For the low frequency component, I blend the two images with the weight of the distance transformation. For the high frequency component, for each pixel, I take the pixel value from the image with the larger distance transformation.
This result performs best among all methods in terms of minimizing blending artifacts. I use this method throughout the image mosaicing of three scenes.
Here is the result of mosaicing North Berkeley from BAIR:
Here is the result of mosaicing the living room:
Finally, here is the result of mosaicing the neighborhood. For this one, I took pictures in the vertical direction.
The goal of this second part is to create a system for automatically stitching images.
I used the skeleton code provided for the Harris corner detection. Initially, the number of detected corners was too high, so I adjusted a threshold to reduce the number of points.
After obtaining initial corners, I applied adaptive non-maximum suppression. Implementation details follow the paper, with c_robust = 0.9 and the number of survived points 500.
Here is the result of corner detection for the North Berkeley image. Left: Harris corner detection, Right: After adaptive non-maximum suppression.
For each of the corners, I extracted a 8-by-8 feature descriptor. Implementation details follow the paper.
First, I obtained the graident at the corner point by applying a Sobel filter to a Gaussian filtered image. Then I sampled 40-by-40 pixels around the corner point, with one edge of the square aligned with the gradient direction.
(Bells & Whistles) This procedure provides a rotational invariance of the feature descriptor.
After sampling, I average-pooled the 40-by-40 pixels to 8-by-8 pixels for robustness. Instead of downsampling, I used the average pooling and it worked reasonably well. Bias / gain normalized descriptors are ready to be used for matching.
Here is the grayscaled image of some feature descriptors extracted from the North Berkeley image.
An i-th feature descriptor of image 1, F_1i, is matched with the j-th feature descriptor of image 2 F_2j if it satisfies two conditions:
(1) F_2j is the closest descriptor to F_1i among all descriptors in image 2. (2) The ratio of the distance between F_1i and F_2j to the distance between F_1i and the second closest descriptor in image 2 is less than 0.5.
Here, the threshold of 0.5 was choosen empricially as it worked well enough.
Here is the result of feature matching in the North Berkeley images and the living room images. There still exist some false positives but the majority of the matches are correct.
I used RANSAC to compute a homography matrix between two images. It repreats the folloowing iteration 1000 times:
(1) Randomly select four pairs of correspondence points candidates.
(2) Compute a homography matrix using them.
(3) Apply the homography matrix to all candidates.
(4) Count the number of inliers - the distance between the transformed point and the reference point is less than a threshold.
Here is the result of RANSAC for the North Berkeley images and the living room images. Compared to the previous images, only the good correspondences survived!
Now we have the homography matrix automatically computed, we can proceed to image mosaicing.
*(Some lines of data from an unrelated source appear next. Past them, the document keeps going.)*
PR #701, opened 2020-11-03
Prevent datasets from being un-deleted

### LINKED ISSUE #700: Prevent datasets from being un-deleted when deleted while still processing
I found 25 datasets in a broken state, with a row in the `public.dataset` table, but no matching row in the `graphql.dataset` table. They also have no `job`s or `annotation`s. They're semi-broken in the METASPACE UI, showing no submitter, raising an error on the Edit Metadata page and logging a warning in graphql.

I checked the logs for one of the datasets (2020-10-06_21h37m52s) - it appears that it was deleted after processing, but before off-sample classification finished. The likely cause seems to be the upsert logic in `Dataset.save` that can re-insert a deleted dataset if it's saved after deletion due to some ongoing job.

As it appears these datasets were un-deleted after deletion, I've manually deleted the following datasets to comply with the submitters' intentions. Here are the IDs in case there's any need to review the logs:
```
 2019-05-27_11h04m07s
 2019-05-27_11h05m01s
 2019-06-05_04h52m19s
 2019-06-05_05h59m51s
 2019-06-17_10h07m46s
 2019-08-04_20h55m26s
 2019-08-04_20h57m18s
 2019-08-04_20h58m13s
 2019-08-15_18h07m16s
 2019-08-26_21h49m20s
 2019-10-09_10h44m32s
 2019-10-17_15h32m14s
 2019-11-12_14h36m46s
 2020-02-24_23h19m00s
 2020-03-12_15h24m00s
 2020-04-24_16h56m26s
 2020-05-11_23h26m09s
 2020-06-02_10h23m59s
 2020-07-03_13h19m02s
 2020-09-04_00h03m18s
 2020-09-07_13h04m41s
 2020-09-19_23h59m52s
 2020-09-22_05h14m47s
 2020-10-01_19h22m06s
 2020-10-06_21h37m52s
```

The underlying bug needs a fix.

LachlanStuart:
Fixes #700 by preventing everywhere in sm-engine (except the tests) from actually inserting `public.dataset` rows. Normally these rows are only created in graphql.

In making this change, I found a lot of repeated code for creating datasets in tests, so I consolidated it into `create_test_ds`. This required moving the default `metadata` and `ds_config` values into constants, as it wasn't possible to inject fixtures that deep.

### DIFF
--- a/metaspace/engine/tests/test_sm_daemons.py
+++ b/metaspace/engine/tests/test_sm_daemons.py
@@ -4,9 +4,9 @@ import sys
 import logging
 from collections import OrderedDict
 from functools import partial
+from pathlib import Path
 from unittest.mock import patch
 import time
-from datetime import datetime
 
 import pytest
 from PIL import Image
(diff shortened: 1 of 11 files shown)


metaspace/engine/tests/test_sm_daemons.py
```diff
@@ -190,85 +187,70 @@ def test_sm_daemons(
     db = DB()
     es = ESExporter(db, local_sm_config)
 
-    try:
```
LachlanStuart, line 193: Turn off whitespace diffs in this file. I removed the try/finally, because the `rm -rf` isn't actually needed - `data_dir_path`/`/tmp/abc` isn't created as a result of these tests (although it is created in the segment_centroids tests).

Also, further down the file there was an unused cleanup of `annotate_daemon`/`update_daemon`, which weren't ever actually assigned. Daemon setup/teardown is now handled completely in `run_daemons`, so I think this was just leftover code from a previous refactor.

intsco (approved):
Cool, thanks for cleaning up the mess. Eventually, it turned out to be a bad idea to have one `Dataset.save` method instead of two separate `.insert` and `.update`.

Issue #830, opened 2021-04-26
[ProjectListPage] Remember state of My projects drop-down


lmacielvieira:
In order to improve the user experience, so he can find the desired project faster, the last option selected on the my datasets filter must be saved.

- [ ] Remove 'my projects' option persistence by url parameter
- [ ] Persist the 'my projects' option on user settings state

Issue #829, opened 2021-04-26
[DatasetsListPage] Remember the state of My Datasets drop-down


lmacielvieira:
In order to improve the user experience, so he can find the desired dataset faster, the last option selected on the my datasets filter must be saved.

PR #851, opened 2021-05-10
Feat/group projects filter persist

lmacielvieira:
### Description

In order to improve user experience and allow the user filter settings regarding "My projects" and "My datasets" sould be persisted even without passing a query param.
#830 #829 

###### Dataset Table page
- [x] Setting initial value of "My datasets" filter with local storage stored value if query param not set and user logged

###### Project List page
- [x] Setting initial value of "My projects" filter with local storage stored value if query param not set and user logged

###### Filter Panel
- [x] Saving "datasetOwner" filter value on local storage
- [x] Saving "simpleFilter" filter value on local storage

 
 #### Tests
 
 ##### Front end
 
- [x] Unit Test
- [ ] e2e Test
 
- [x] Chrome
- [x]  Safari
- [x] sm, md, lg, xl, lg


LachlanStuart (approved):
Looks good

Issue #849, opened 2021-05-10
Fix load annotations from reprocessed annotations permalink


lmacielvieira:
In some cases, when the dataset is reprocessed some annotations can change or even be removed. In a case where a user had previously generated a permalink to access the annotation page and the annotation was removed/changed, it can happen to lead the image viewer to a misleading behaviour where the image is not shown and the user does not have indications of what happened.

- [ ] Check if the annotations loaded from the permalink (snapshotId) still exist
- [ ] Display the image without the ion layers if the annotation does not exist anymore

Issue #790, opened 2021-03-15
Lithops: Do partial reprocessing when new databases are added


LachlanStuart:
The Lithops annotation pipeline currently [reprocesses all databases](https://github.com/metaspace2020/metaspace/blob/master/metaspace/engine/sm/engine/annotation_lithops/annotation_job.py#L310-L312). This can cause significant repeated work. Copy across the logic that's in the Spark implementation: 
* If the processing settings (the `ds_config` excluding the database field) has changed, always reprocess all DBs (IIRC this is also indicated by a `reprocess` flag with the annotate message)
* If databases have been removed, delete their corresponding `job` entries in postgres/elasticsearch but don't reannotate
* If databases have been added, annotate only the new databases

PR #855, opened 2021-05-14
Bug/fix reprocessed permalink

lmacielvieira:
### Description

In some cases, when the dataset is reprocessed some annotations can change or even be removed. In a case where a user had previously generated a permalink to access the annotation page and the annotation was removed/changed, it can happen to lead the image viewer to a misleading behaviour where the image is not shown and the user does not have indications of what happened.
#849 

###### AnnotationsPage
- [x] Displays an alert warning the user that: "This dataset has been reprocessed and some of the annotations used for this link no longer exist. Please select another annotation and generate the link again." if the viewId and datasetId query params are passed, but the related annotation was reprocessed
- [x] Hides the new filter "AnnotationIds" if the annotations are loaded from a snapshot
- [x] Displays the new filter "AnnotationIds" if the annotations are loaded from a snapshot

###### AnnotationTable
- [x] Added annotationIds param to allAnnotations query
- [x] Stopped selecting a row and updating the imageViewer at first load when loading from a snapshot
- [x] Selecting default row as the one from the snapshot if loading from snapshot
- [x] Selecting no row as if the one from the snapshot is not being rendered on the current table page
- [x] Filtering by annotationIds if loading from snapshot with multiple annotations

###### Filter
- [x] Added annotationIds filter
- [x] Added hiddenFilters option, which hide the filter passed on it

 ###### ionImageState
- [x] Returns default intensity if annotation does not exist, so it not breaks the viewer if annotation is not passed

 ###### useRestoredState
- [x] Set default annotation as loaded from snapshot
- [x] Marks annotation as reprocessed if it does not exists anymore

 ###### Share link
- [x] Adding ions and related databases to snapshot, so if the dataset is reprocessed and the annotation deleted we can inform which ions it was related to

###### Annotation
- [x] Added annotation ids term filter (annId)

##### Front end
 
- [x] Unit Test
- [ ] e2e Test
 
- [x] Chrome
- [x]  Safari
- [x] sm, md, lg, xl, lg

#### Scenarios

Some improvements and behaviour changes were applied to the load from snapshot. The previous behaviour always create a link with the molecule shared, but this could be confusing if you are sharing a multi molecule comparison link. Although the share link generated link was kept and still works the same when the query param "mol" is passed, I added the following support to the link, when the datasetIds and viewId params are used (and the mol one is not):
1 - If the dataset was reprocessed, the annotation does not exists anymore and the mol query param is set, the page is not breaking anymore and shows the first annotation filtered by mol with the snapshot settings applied.
2 - If the dataset was reprocessed, the annotation does not exists anymore and the mol query param is not set, the page is showing an alert on the image viewer saying: "This dataset has been reprocessed and some of the annotations used for this link no longer exist. Please select another annotation and generate the link again.".
3 - If the dataset was uploaded after this change and it was reprocessed, the annotation does not exists anymore and the mol query param is not set, the page is showing an alert on the image viewer saying: "This dataset has been reprocessed and some of the annotations used for this link no longer exist. Please select another annotation and generate the link again." and the list of ions and related databases related to the previous annotation from the link.
4 - If the annotation is loaded from the snapshot and the mol query param is not set, the page is showing the annotation and viewer settings according to the loaded snapshot (on the previous behaviour this was being  replaced by the annotation table initial load).
5 - If the annotation is loaded from the snapshot, the mol query param is not set, and the snapshot is related with many molecules, the page is showing the annotation and viewer settings according to the loaded snapshot (on the previous behaviour this was being  replaced by the annotation table initial load) and the annotationIds filter is automatically applied.

image
exists
image
image


LachlanStuart (changes requested):
The new error message is a big UX improvement over the current JS errors, so it should still be merged after the requested fixes, but I feel there is some more work to be done on this task.

This doesn't really solve the problem that has been discussed. My understanding was that this task was to prevent links from breaking due to reprocessing (except in the rare cases where molecules weren't reannotated as a result of processing changes), but they still break even with this PR. If this task has turned out to be harder than initially expected to fix this, we should discuss it again at Sprint XL. One alternative solution would be to prioritize #790, which would mitigate this on the back end by reducing the unnecessary deletion & recreation of annotations.

However, this PR still gives an overall improvement - the error message is good, and saving the selected molecules at least gives us the opportunity to fix future links. There are just a couple things I feel need to be addressed before merging:
* The graphql parameter name `annId` -> `annotationId`
* The longer URLs due to the added `annotationId` parameter. The ideal fix would be prevent filters from being added to the URL if they're already contained in the snapshot. However, it would also be acceptable to change the share link menu to directly give the user the generated URL (e.g. YouTube and Reddit's "Share" menus that show the URL in a textbox or have a "Copy link" button) so that they aren't likely to use the long URL for sharing.

metaspace/webapp/src/store/mutations.js
```diff
@@ -41,7 +42,7 @@ function sortFilterKeys(keys) {
   keys.sort((a, b) => compare(FILTER_SPECIFICATIONS[a].sortOrder || 100, FILTER_SPECIFICATIONS[b].sortOrder || 100));
 }
 
-function updateFilter(state, filter, routerAction = null) {
+async function updateFilter(state, filter, routerAction = null) {
```
LachlanStuart, line 45: This `async` doesn't seem to be needed. As Vuex is a reducer-pattern state store, mutations should never have async logic - that should go in actions instead.

LachlanStuart (approved):
One fix needed before merging - the unused `async` in mutations.js. Otherwise LGTM.

Issue #858, opened 2021-05-25
Allow HMDB to be excluded for API-submitted datasets


LachlanStuart:
We've had several internal projects where HMDB has been unwanted, but the current logic makes it impossible to exclude databases with the `default` flag. They just get re-added in the sm-api Python code. Ideally we'd make it so that the defaults were applied for all web-submitted datasets, but were easy to bypass for API-submitted datasets. The cleanest way to do this is to make it impossible to de-select HMDB when submitting a database through webapp, but have no code in graphql/sm-api to enforce this.

**Upload page**
- [ ] Make it so that HMDB-v4 is selected by default and cannot be un-selected
    * Ideally this logic would be based on the graphql `default` field - all `default` datasets should be selected. However, IDK how complex the dataflow is for this field, so if it's too much trouble to use the `default` field, it's also acceptable to just hard-code a match for the `name == 'HMDB' && version == 'v4'`. 
- [ ] The maximum database limit should be raised by 1 (or the default DBs shouldn't count towards it), because some people relied on the trick of removing HMDB to get 1 more selectable DB

**Edit Metadata page**
- [ ] HMDB should only be un-selectable if the dataset was annotated with it. It should be possible to edit a dataset that doesn't have HMDB without the page forcing HMDB to be added. It should be impossible to remove HMDB if the dataset already had HMDB.

**sm-api**
- [ ] Remove [the logic that adds the default DBs](https://github.com/metaspace2020/metaspace/blob/master/metaspace/engine/sm/rest/dataset_manager.py#L71-L72). In case the line numbers change, it's these two lines in the `add` method:
```python
if 'moldb_ids' in doc:
    doc['moldb_ids'] = self._add_default_moldbs(doc['moldb_ids'])
```

**Python client**
- [ ] Change the default value for the [`submit_dataset` `databases` parameter](https://github.com/metaspace2020/metaspace/blob/master/metaspace/python-client/metaspace/sm_annotation_utils.py#L1465) to `[DEFAULT_DATABASE]`

PR #861, opened 2021-05-27
Changed default db logic from backend to frontend

lmacielvieira:
### Description

"We've had several internal projects where HMDB has been unwanted, but the current logic makes it impossible to exclude databases with the default flag. They just get re-added in the sm-api Python code. Ideally we'd make it so that the defaults were applied for all web-submitted datasets, but were easy to bypass for API-submitted datasets. The cleanest way to do this is to make it impossible to de-select HMDB when submitting a database through webapp, but have no code in graphql/sm-api to enforce this".
#858

###### MetadataEditor
- [x] Add default database to database list if new dataset
- [x] The default database can not be removed from the database list if new dataset
- [x] The default database can not be removed from the database list if updating a dataset which was already annotated with the default db
- [x] The default database can be removed/added from the database list if updating a dataset which was already annotated without the default db
- [x] Increased database limit to 4

###### dataset_manager
- [x] Removed the logic that adds the default DBs. 

###### sm_annotation_utils
- [x] Changed the default value for the submit_dataset databases parameter to [DEFAULT_DATABASE]

##### Front end
 
- [x] Unit Test
- [ ] e2e Test
 
- [x] Chrome
- [x]  Safari
- [x] sm, md, lg, xl, lg

image

### DIFF
--- a/metaspace/webapp/src/lib/constants.ts
+++ b/metaspace/webapp/src/lib/constants.ts
@@ -1,4 +1,4 @@
-export const MAX_MOL_DBS = 3
+export const MAX_MOL_DBS = 4
 export const MAX_MOL_DBS_EXT = 5
 export const MAX_NEUTRAL_LOSSES = 3
 export const MAX_CHEM_MODS = 3
--- a/metaspace/webapp/src/lib/constants.ts
+++ b/metaspace/webapp/src/lib/constants.ts
@@ -1,5 +1,5 @@
 export const MAX_MOL_DBS = 4
-export const MAX_MOL_DBS_EXT = 5
+export const MAX_MOL_DBS_EXT = 6
 export const MAX_NEUTRAL_LOSSES = 3
 export const MAX_CHEM_MODS = 3
 export const DEFAULT_SCALE_TYPE = 'linear'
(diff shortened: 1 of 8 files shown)


metaspace/webapp/src/lib/constants.ts
```diff
@@ -1,4 +1,4 @@
-export const MAX_MOL_DBS = 3
+export const MAX_MOL_DBS = 4
 export const MAX_MOL_DBS_EXT = 5
```
LachlanStuart, line 2: Please increment `MAX_MOL_DBS_EXT` as well. It's used when the `moldb_limit_ext` is set - we allow powerusers to select more DBs, and several people in the team currently rely on this plus the trick of removing HMDB to get 5 non-HMDB DBs

metaspace/webapp/src/modules/MetadataEditor/MetadataEditor.vue
```diff
@@ -145,6 +146,7 @@ export default {
       schema: null,
       loadingPromise: null,
       localErrors: {},
+      defaultDb: {},
```
LachlanStuart, line 149: Please use `null` instead of `{}` when you mean "no value" / "nothing". It makes the intent of the code much clearer, and is easier to work with in TypeScript (e.g. with `SomeType | null` you can just use `?.`, whereas with `SomeType | {}` you need an awkward `if ('id' in defaultDb)` guard to access values in a safely-typed way)

LachlanStuart (approved):
Looks good, but please address both comments before merging.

Here are the results of three scenes. Left: manually stitched, Right: automatically stitched.
There is a slight differnce in outcomes, but both stitching looks good enough.
Additionally, this is the automatically stitched result of North Berkeley where images are taken with rotation. This clearly shows the rotational invariance of my feature descriptor!
At first, I thought that classical algorithms of feature detection are not robust enough for real-world applications. The part B of this project was literally a shock to me - I was amazed by the power of feature matching.
Especially, combination of heuristic methods like using the 1-NN / 2-NN ratio and RANSAC turned out to be extremely powerful. While we are in the era of deep networks, knowledge from the past are often useful!